Creció y pronto llegó a revistas juveniles como Seventeen o Sassy, pero también a las musicales, como Spin. En un momento tan hirviente y rabioso, las fisuras comenzaron a evidenciarse. Algunas no querían tener nada que ver con la prensa. Otras estaban ávidas del reconocimiento mediático. Tanto el grunge como el riot grrrl compartieron la autorreflexión. La introspección era la moneda de cambio de la juventud que en ese momento sentía que su futuro se estaba deslizando de sus manos.
Esa autoconciencia dio lugar, quizás, a la primera generación de músicos woke, quienes despertaban de las atrocidades que sus gobiernos y sociedades cometían, al tiempo que se enredaban en las primeras conversaciones multitudinarias sobre identidades sexuales y corrección política, miedo al ostracismo por hacer o decir las cosas incorrectas.
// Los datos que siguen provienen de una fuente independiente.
PR #2201, opened 2025-05-27
fix(sequencer)!: allow IBC Relay actions to fail execution

### LINKED ISSUE #2200: Allow failing IBC Relay actions
We utilize Hermes relayers to facilitate cross-chain transfers via IBC. One longstanding goal has been to operate multiple relayers per channel for redundancy and expediency. This scenario, however, creates a race condition where if both relayers have submitted transactions that end up being proposed in the same block, the first will be executed and the next will fail execution. On validator nodes, the transaction will eventually be cleared out of all mempools due to failed execution during `prepare_proposal`, but in non-validating full-nodes, however, the transaction will be stuck in `Pending` until it times out, causing one relayer to stall during this time.

Allowing inclusion of failed `IbcRelay` actions will fix this issue, and will be safe due to it being a whitelisted action.

ethanoroshiba:
## Summary
Allows for failing `IbcRelay` actions to still be included.

## Background
When two Hermes relayers are connected via the same channel on a single sequencer, a race condition is created wherein if both have their submitted transactions proposed in the same block, one will fail execution since it is a duplicate. If connected to a validator, this should be fine, since the transactions will be removed from the mempool's `Pending` cache after failing execution during `PrepareProposal`. If the relayers are connected to a non-validating full-node, however, the transaction will be stuck in `Pending` until it times out, causing one of the relayers to stall. Allowing failing `IbcRelay` actions to be included will fix this problem, and will not create an attack vector since these actions are already permissioned.

## Changes
- Allow `IbcRelay` actions to fail once their sender address has been validated to be an IBC Relayer.

## Testing
- Added E2E test with multiple relayers to ensure that all transfers are executed correctly and neither relayer stalls.

## Changelogs
Changelog updated.

## Metrics
- Added counter `INCLUDED_TRANSACTIONS_FAILED_EXECUTION`.

## Breaking Changelist

This is a protocol breaking change in the following scenario: the Proposer for the current round is updated to allow for failing `IbcRelay` actions, but Validator A is not. Proposer calls `PrepareProposal` and prepares a block with a failing `IbcRelay` action. Upon receiving this block in `ProcessProposal`, Validator A will fail.

Because of this, there are 3 ways this update could be applied:
1. If we are confident that submitted `IbcRelay` actions will not fail while we are only using 1 relayer, we can simply update all sequencers before spinning up other relayers.
2. If we are not confident in this, we can temporarily halt IBC relaying via `IbcRelayerChange::Remove` while the sequencers are updated.
3. We can schedule a new upgrade to include this change.

## Related Issues
closes #2200

### DIFF
--- a/system-tests/helpers/astria_cli.py
+++ b/system-tests/helpers/astria_cli.py
@@ -103,6 +103,20 @@ class Cli:
         except Exception as error:
             raise SystemExit(error)
 
+    def add_utia_asset(self):
+        try:
+            self._try_exec_sequencer_command_with_retry(
+                "sudo",
+                "fee-asset",
+                "add",
+                "--sequencer.chain-id=sequencer-test-chain-0",
+                "--private-key=2bd806c97f0e00af1a1fc3328fa763a9269723c8db8fac4f93af71db186d6e90",
+                "--asset=transfer/channel-0/utia",
+                sequencer_name="node0"
+            )
+        except Exception as error:
+            raise SystemExit(error)
+
     def address(self, sequencer_name, address_bytes):
         try:
             return self._try_exec_sequencer_command(
--- a/system-tests/multiple_hermes_relayer_test.py
+++ b/system-tests/multiple_hermes_relayer_test.py
@@ -78,6 +78,8 @@ if cli_image is None:
     cli_image = "latest"
 cli = Cli(cli_image)
 
+cli.add_utia_asset()
+
 # Check starting sequencer balance
 print(colored("Checking starting balance on sequencer...", "blue"))
 try:


system-tests/helpers/celestia_controller.py
```diff
@@ -0,0 +1,68 @@
...
+    IBC_TRANSFER_AMOUNT,
+)
+
+BRIDGE_ADDRESS = ""
+CELESTIA_DEV_ACCOUNT_ADDRESS = "celestia1m0ksdjl2p5nzhqy3p47fksv52at3ln885xvl96"
+CELESTIA_CHAIN_ID = "celestia-local-0"
+KEYRING_BACKEND = "test"
+IBC_TRANSFER_FEES = "26000"
+
+class CelestiaController:
```
ethanoroshiba, line 16: With the advent of the `CelestiaController`, should the other tests be switched to use it (instead of the `just deploy celestia-local` recipe) now or in a follow-up?

crates/astria-sequencer/src/checked_actions/ibc_relay.rs
```diff
@@ -86,11 +89,29 @@ impl CheckedIbcRelay {
     #[instrument(skip_all, err(level = Level::DEBUG))]
     pub(super) async fn execute<S: StateWrite>(&self, state: S) -> Result<()> {
         self.run_mutable_checks(&state).await?;
```
Fraser999, line 91: Might be worthwhile to also just bump the failure count here and return?  If we do that, then the whole `execute()` method can be changed to return nothing.

system-tests/helpers/celestia_controller.py
Fraser999: I'd suggest a follow-up for that.

crates/astria-sequencer/src/checked_actions/ibc_relay.rs
ethanoroshiba: I think it could still be important to fail in the case of the signer not matching the sudo address, otherwise block space could theoretically be taken up for free by non-sudo. Though, by this point it would've had to pass the checks during construction, which would indicate that it was sudo at some point, so it probably wouldn't matter too much. I can go ahead and make this change if you think it's still pertinent.

Fraser999: Yeah - probably doesn't matter much either way.  Happy for this to stay as is.

crates/astria-sequencer/src/checked_actions/ibc_relay.rs
```diff
@@ -86,11 +89,29 @@ impl CheckedIbcRelay {
...
+                .ephemeral_get_ibc_failure_count()
+                .unwrap_or_default()
+                .saturating_add(1);
+            state.ephemeral_put_ibc_failure_count(failure_count);
+            debug!(err = %e, "failed to execute IBC Relay action, still including in block");
+        } else {
+            let (mut state, events) = ibc_delta.apply();
+            events.into_iter().for_each(|event| state.record(event));
+        }
+        Ok(())
```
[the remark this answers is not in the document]
Fraser999: Good call.  Done in [8b78022](https://github.com/astriaorg/astria/pull/2201/commits/8b78022cc01dd636bdc4f4c7bcea9a5b639b1044).

crates/astria-sequencer/src/checked_actions/ibc_relay.rs
```diff
@@ -240,4 +270,40 @@ mod tests {
...
+            .unwrap()
+            .into();
+
+        assert!(checked_action
+            .action_with_handlers
+            .check_and_execute(fixture.state_mut())
+            .await
+            .is_err());
+        assert!(checked_action.execute(fixture.state_mut()).await.is_ok());
+        assert_eq!(
```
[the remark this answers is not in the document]
Fraser999: This test was removed in [8b78022](https://github.com/astriaorg/astria/pull/2201/commits/8b78022cc01dd636bdc4f4c7bcea9a5b639b1044).

aajimal (approved):

joroshiba (approved):
stamp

Los espacios que se construyeron terminaron por diluirse en medio de estas discusiones.
La escena riot grrrl fue una influencia decisiva en la cultura popular, no sólo por la inspiración que Kurt Cobain tomó de Kathleen Hanna al volcar su frase “(Kurt) Smells Like Teen Spirit” —en la canción más popular de la década—, sino por el modo en que la música comenzó a entretejer sus hilos de modo definitivo con los movimientos identitarios que animaban las vidas de las personas que formaban los grupos. Desde luego, se convirtió también, como un signo más de sus múltiples contradicciones, en una etiqueta para vender identidad juvenil corporativa de mierda, en palabras de Tobi Vail.
Mientras el grunge imponía la moda de la franela, el girl power era arrebatado de las manos que hacían los fanzines para ponerlo en boca de las Spice Girls. Las bandas que nutrieron la etiqueta del grunge tuvieron siempre el ojo puesto en el éxito comercial, mientras que las riot grrrls buscaban conseguir espacios donde las mujeres pudieran sincerarse sin temor a ser abucheadas.
EL TÉRMINO se dio por muerto antes de que finalizara la década de los años noventa, pero sus ideas influyeron la vida de infinidad de cineastas, escritoras, músicas y activistas a través de crónicas, fanzines, discos y documentales.
En contraste con el grunge, el riot grrrl no ha muerto. El interés se mantiene. Fue y sigue siendo una actitud frente al mundo, un disfraz que es posible encontrar en los pasillos de un supermercado, una etiqueta envejecida pero revitalizada por la urgencia de muchos de los temas en su agenda, que veinte años después sigue siendo un asunto por resolver.